4. Metal will now also be enabled for devices with 4GB RAM or less, but only when the selected model can comfortably fit in RAM. Previously, only devices with at least 6GB had Metal enabled.

Thank you so much again for your time!

The fallback does seem to work! Although the 4-bit 7B models only run at 1 token every several seconds.

I still wish Phi-2, Dolphin Phi-2, and TinyLlama-Chat-v1.0 were available, but I understand you have plans to make it easier to download any model in the future.

4-bit StableLM and 2-bit 7B models do seem to be working more consistently.
That’s great to hear. I’m sorry again about that poor experience, and please do reach out if you have any other feedback!

Britt

My free / mostly open source app also stores conversation history, synced via iCloud

https://ChatOnMac.com

edit: I can't reply to you below: Do you have the right app, there's no TestFlight just App Store link - if it's ChatOnMac then it should have a dropdown at the top of the chat room to select a model. If it's empty or otherwise bugged out please let me know what you see in the top menu. It filters the available model presets based on how much RAM you have available, so let me know what specific device you have and I can look into it. Thank you.

The model presets are also configurable by forking the bot and loading your own via GitHub (bots run inside sandboxed hidden webviews inside the app). But this is not ergonomically friendly just yet.
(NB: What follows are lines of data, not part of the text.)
PR #835, opened 2015-01-02
adding support to choose databases when using ShardedJedis

### LINKED ISSUE #820: There is no way to select database in ShardedJedis
There is no way to select database with `ShardedJedis`?
```
//With Jedis class, it works
jedis.select(0);
//With ShardedJedis, there is no method select
shardedJedis.select(0);
```

nykolaslima:
Closes #820

Also changing `JedisURIHelper``getDBIndex(uri)` to return an `int` instead of `Integer`. This way we save some bytes and we don't need it to be an `Integer`, since if there is no `db` in the given `URI` we return the default DB: `0`.
Also removing unnecessary null checks in `getDBIndex(uri)` calls.

@marcosnils @HeartSaVioR

### DIFF
--- a/src/main/java/redis/clients/jedis/JedisShardInfo.java
+++ b/src/main/java/redis/clients/jedis/JedisShardInfo.java
@@ -4,7 +4,7 @@ import java.net.URI;
 import java.util.logging.Level;
 import java.util.logging.Logger;
 
-import redis.clients.jedis.exceptions.JedisConnectionException;
+import redis.clients.jedis.exceptions.JedisException;
 import redis.clients.util.JedisURIHelper;
 import redis.clients.util.ShardInfo;
 import redis.clients.util.Sharded;
@@ -112,7 +112,7 @@ public class JedisShardInfo extends ShardInfo<Jedis> {
     Jedis jedis = new Jedis(this);
     try {
       jedis.select(db);
-    } catch(JedisConnectionException e) {
+    } catch(JedisException e) {
       log.log(Level.SEVERE, "Can't select database due a Redis connection problem", e);
     }
       
--- a/src/main/java/redis/clients/jedis/JedisShardInfo.java
+++ b/src/main/java/redis/clients/jedis/JedisShardInfo.java
@@ -2,10 +2,12 @@ package redis.clients.jedis;
 
 import java.net.URI;
 
+import redis.clients.util.JedisURIHelper;
 import redis.clients.util.ShardInfo;
 import redis.clients.util.Sharded;
 
 public class JedisShardInfo extends ShardInfo<Jedis> {
+  
   public String toString() {
     return host + ":" + port + "*" + getWeight();
   }
@@ -15,6 +17,8 @@ public class JedisShardInfo extends ShardInfo<Jedis> {
   private int port;
   private String password = null;
   private String name = null;
+  //Default Redis DB
+  private int db = 0;
 
   public String getHost() {
     return host;
@@ -30,7 +34,8 @@ public class JedisShardInfo extends ShardInfo<Jedis> {
     if (uri.getScheme() != null && uri.getScheme().equals("redis")) {
       this.host = uri.getHost();
       this.port = uri.getPort();
-      this.password = uri.getUserInfo().split(":", 2)[1];
+      this.password = JedisURIHelper.getPassword(uri);
+      this.db = JedisURIHelper.getDBIndex(uri);
     } else {
       this.host = host;
       this.port = Protocol.DEFAULT_PORT;
@@ -69,7 +74,8 @@ public class JedisShardInfo extends ShardInfo<Jedis> {
     super(Sharded.DEFAULT_WEIGHT);
     this.host = uri.getHost();
     this.port = uri.getPort();
-    this.password = uri.getUserInfo().split(":", 2)[1];
+    this.password = JedisURIHelper.getPassword(uri);
+    this.db = JedisURIHelper.getDBIndex(uri);
   }
 
   public String getPassword() {
@@ -91,9 +97,16 @@ public class JedisShardInfo extends ShardInfo<Jedis> {
   public String getName() {
     return name;
   }
+  
+  public int getDb() {
+    return db;
+  }
 
   @Override
   public Jedis createResource() {
-    return new Jedis(this);
+    Jedis jedis = new Jedis(this);
+    jedis.select(db);
+    return jedis;
   }
+
 }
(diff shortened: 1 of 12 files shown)


marcosnils:
@nykolaslima did you run the tests before sending the PR?. Travis is complaining about a broken build.

nykolaslima:
@marcosnils I can't run the test environment here in my machine, can you help me?
```
$ make start
rm -vf /tmp/redis_cluster_node*.conf 2>/dev/null
rm dump.rdb appendonly.aof - 2>/dev/null
make: [cleanup] Error 1 (ignored)
echo "$REDIS1_CONF" | redis-server -
echo "$REDIS2_CONF" | redis-server -
echo "$REDIS3_CONF" | redis-server -
echo "$REDIS4_CONF" | redis-server -
echo "$REDIS5_CONF" | redis-server -
echo "$REDIS6_CONF" | redis-server -
echo "$REDIS7_CONF" | redis-server -
echo "$REDIS_SENTINEL1" > /tmp/sentinel1.conf && redis-server /tmp/sentinel1.conf --sentinel
echo "$REDIS_SENTINEL2" > /tmp/sentinel2.conf && redis-server /tmp/sentinel2.conf --sentinel
echo "$REDIS_SENTINEL3" > /tmp/sentinel3.conf && redis-server /tmp/sentinel3.conf --sentinel
echo "$REDIS_SENTINEL4" > /tmp/sentinel4.conf && redis-server /tmp/sentinel4.conf --sentinel
echo "$REDIS_CLUSTER_NODE1_CONF" | redis-server -

*** FATAL CONFIG FILE ERROR ***
Reading the configuration file, at line 3
>>> 'cluster-node-timeout 50'
Bad directive or wrong number of arguments
make: *** [start] Error 1
```

marcosnils:
@nykolaslima Jedis master branch is tested against the last unstable redis version. You need to checkout redis code from github and do a `make && make install` so you can get the latest jedis version running

nykolaslima:
@marcosnils looking at the tests who failed, looks like the test is wrong.

The Redis server configured in `Makefile` at port `6379` is configured with password `foobared`.
But in test `testMD5Sharding`, the connection is configured without password: `shards.add(new JedisShardInfo("localhost", Protocol.DEFAULT_PORT));`.

That's why the test is failing. What do you think?

marcosnils:
@nykolaslima the thing is that several tests failed, not just one. I believe that maybe the change that you make that automatically selects the database when trying to establish the connection is not taking into account that redis may be password protected. This is something important that we should validate beforehand.

nykolaslima:
@marcosnils the problem is that with my changes, we attempt to hit the database when we are creating the Jedis resource, because we are selecting the database.

Before my changes, Jedis only hit the database when executing one command, like a `get`.

I think we have two solutions:
1. fix the tests. If we configure the password in the broken tests they will pass
2. change the select database method, making it kind of `lazy` to just select the database before executing the first command.

What do you think?

nykolaslima:
Or we can just check if it's possible to connect to the database before selecting it and if it isn't, we can just don't select the database.

nykolaslima:
@marcosnils now the build is passing. What do you think about this solution?

marcosnils:
@nykolaslima let me check the complete PR and i'll get back to you later

nykolaslima:
Ok. Thank you very much for your help!

src/main/java/redis/clients/jedis/JedisShardInfo.java
```diff
@@ -91,9 +102,21 @@ public void setTimeout(int timeout) {
...
   }
+  
+  public int getDb() {
+    return db;
+  }
 
   @Override
   public Jedis createResource() {
-    return new Jedis(this);
+    Jedis jedis = new Jedis(this);
```
HeartSaVioR: @nykolaslima 
How about handling selecting db by constructor of  BinaryJedis, as authentication takes place?

HeartSaVioR: @nykolaslima We can change BinaryClient to add setDBIndex() so initial DB index can be set, as password did.

nykolaslima: I've thought that. But this is a 'big' change. If you agree with that I can do this.

HeartSaVioR: @marcosnils How do you think about it? It seems to be a hard to maintain if place of setting password and db index differs.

I was excited when I saw this, but I'm having trouble with it (and it looks like I'm not the only one). As others have pointed out, the download link on your site does open TestFlight. I've since deleted that version and installed the official version from the AppStore after revisiting this thread in search of answers.

I now have the full version installed on my iPhone 15 pro, and I have added my OpenAI key, but none of the models I've selected (3.5 Turbo, 4, 4 Turbo) work. My messages in the chat have a red exclamation next to them which opens an error message stating 'Load failed' when clicked. If I click 'Retry Message' the entire app crashes.

Apologies for the rough edges and bad experience - I’ve just soft launched without announcement til this post. I will have a hotfix up soon. Thanks for the report.
No stress. Best of luck!
> Do you have the right app, there's no TestFlight just App Store link

On chatonmac.com, the "Download on the App Store" button does not link the App Store for me either - I get a modal titled "Public Beta & Launch Day News" with "Join the TestFlight Beta" and "Launch Day Newsletter Signup Form".

Hello, I like your app and the ethics you push forward. Do you plan to add the possibility to request for Dall-E 3 images within the chat? I’ve yet to find an app which does that and makes me use my own api key
It’s planned. This is just the v1 MVP. I’ll have a hotfix out soon. Thanks for the suggestion and context
Hey I tried the TestFlight. What are the steps after a fresh download for hooking it up to model?

I saw you can spec an OpenAI key but presume it would take llama or something else.

This is really nice to use. Especially compared to MLC. Well done!
Thank you so much for taking the time to try it out!